En simplifiant, c’est exactement ce que fait un *skill* pour un agent IA. Donnez lui le skill « designer structurel spécialisé en emballage ondulé », il se charge et l’Agent comprend désormais les qualités de carton, ce que sont l’ECT, la RCV, l’indice COBB, les contraintes de conditionnement et de palettisation etc… Il parle le même langage, comprend la physique qui justifie chaque choix de fabrication et applique cette logique à son propre ensemble de règles. Et quand vous chargez un *skill* différent — par exemple « expert en tarification », l’Agent devient quelqu’un d’autre, enrichissant au passage le socle de connaissances que vous avez initialement défini.
C’est ce que l’IA agentique apporte : la combinaison des automatisations (les workflows et les outils), du LLM (le raisonnement) et des *skills* (la connaissance métier). Ensemble, vous obtenez un agent qui comprend votre activité, exploite vos données et peut aller jusqu’à agir en votre nom.

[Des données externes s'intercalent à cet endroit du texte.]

PR #914, opened 2015-01-09
optimize needs to be defined for multiple args

cpcloud:


cpcloud:
@mrocklin this could use your review when you get a chance

blaze/expr/broadcast.py
```diff
@@ -99,8 +100,8 @@ def scalar_symbols(exprs):
     return scalars
 
 
-Broadcastable = (Arithmetic, Math, Map, Field, DateTime)
-WantToBroadcast = (Arithmetic, Math, Map, DateTime)
+Broadcastable = (Arithmetic, Math, Map, Field, DateTime, USub)
+WantToBroadcast = (Arithmetic, Math, Map, DateTime, USub)
```
mrocklin: `Not` and `USub` often go together.  Perhaps this should be `UnaryOp`?

cpcloud: true, then we can remove `Math`, as `UnaryOp` is a superclass of `Math`

cpcloud: hm but something like `hypot` wouldn't be a unary op nevermind on that last point

mrocklin:
Looks good otherwise.

blaze/expr/broadcast.py
cpcloud: should probably consider decoupling `math` from `unaryop` at some point

mrocklin: That bit of the class hierarchy could definitely be improved.  Not sure what the right way is.

cpcloud:
turns out `Not` wasn't implemented for pyfunc either

cpcloud:
@mrocklin added unaryop and `Not` implementation to `pyfunc`

any other comments?

PR #917, opened 2015-01-10
PR to cleanup a few things in pandas

cpcloud:
* `bcolz` backend now gets its `chunksize` argument from the value passed in or it computes it by taking the minimum `chunklen` of all the columns. the latter method is how `bcolz` itself does it
* `test_pandas_compute.py` now uses either `test_series_equal` or `test_frame_equal` for testing, rather than `assert str(df) == str(df2)`. this exposed a few minor issues that i fixed.
* more doctests
* tests now pass that were failing (in `test_pandas_compute.py`)
* relabeling fields that don't exist raises an error
* map with rename test was redundant, now it's not
* remove unused bcolz chunks function and single associated test,
  this is now in the [`into`](https://github.com/ContinuumIO/into) project
* robustify valid identifier checking
* compute_up(symbol, DataFrame) was removed because it was never executed:
  compute will look for expressions in scope before dispatching on compute_up
  and will subsequently return the frame (because that symbol is in scope)

### DIFF
--- a/blaze/compute/bcolz.py
+++ b/blaze/compute/bcolz.py
@@ -4,8 +4,8 @@ from toolz import curry, concat, first
 from multipledispatch import MDNotImplementedError
 
 from ..expr import (Selection, Head, Field, Projection, ReLabel, ElemWise,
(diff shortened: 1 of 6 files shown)


mrocklin:
+!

Déployer l’IA dans le carton ondulé : un défi à part entière
C’est un cas classique de confusion entre corrélation et causalité, et c’est là, je crois, que la plupart des discours sectoriels se trompent. L’IA dans le carton ondulé, ce n’est pas l’IA dans la distribution ou la finance. Les contraintes sont tout aussi exigeantes, les variables sont différentes et le coût de l’erreur est plus élevé.
Dans un secteur qui fait face à un environnement réglementaire toujours plus contraignant, « presque bon » n’est pas suffisant. Un modèle généraliste sera capable d’élaborer facilement une réponse sur la composition d’un carton. Mais un Agent qui calcule légèrement mal la RCV pour la mise sur palette d’un emballage spécifiera le mauvais produit, ce qui se traduira par une non-conformité et risque de vous faire rater une commande client. Dans l’industrie du carton ondulé, « presque bon » est pire que de ne pas produire de réponse.
L’IA généraliste est un outil horizontal dans un monde de problèmes verticaux
Prenons un exemple concret. ChatGPT ne sait pas qu’un liner kraft écru 175 g sur cannelure B se comporte différemment à 85 % d’humidité et à 40 %. Il ne comprend pas que votre client accepte une tolérance de ±2 mm sur les dimensions intérieures, mais pas son concurrent. Une IA verticale conçue pour l’industrie de l’emballage ne parle pas seulement votre langage — elle connaît aussi le « comment » et le « pourquoi » d’un emballage construit de cette façon, et elle intègre les règles spécifiques à chaque client.
Comme je l’ai dit : l’IA ne répare pas les processus défaillants, elle les met à l’échelle. Donc, si votre devis transite par dix personnes, sur quatre systèmes différents, et se construit sur deux jours ouvrés, ajouter un agent dans ce même scénario ne produira qu’une version plus rapide de la même dysfonction. Les entreprises qui tirent une vraie valeur de l’IA sont celles qui ont d’abord repensé leurs workflows.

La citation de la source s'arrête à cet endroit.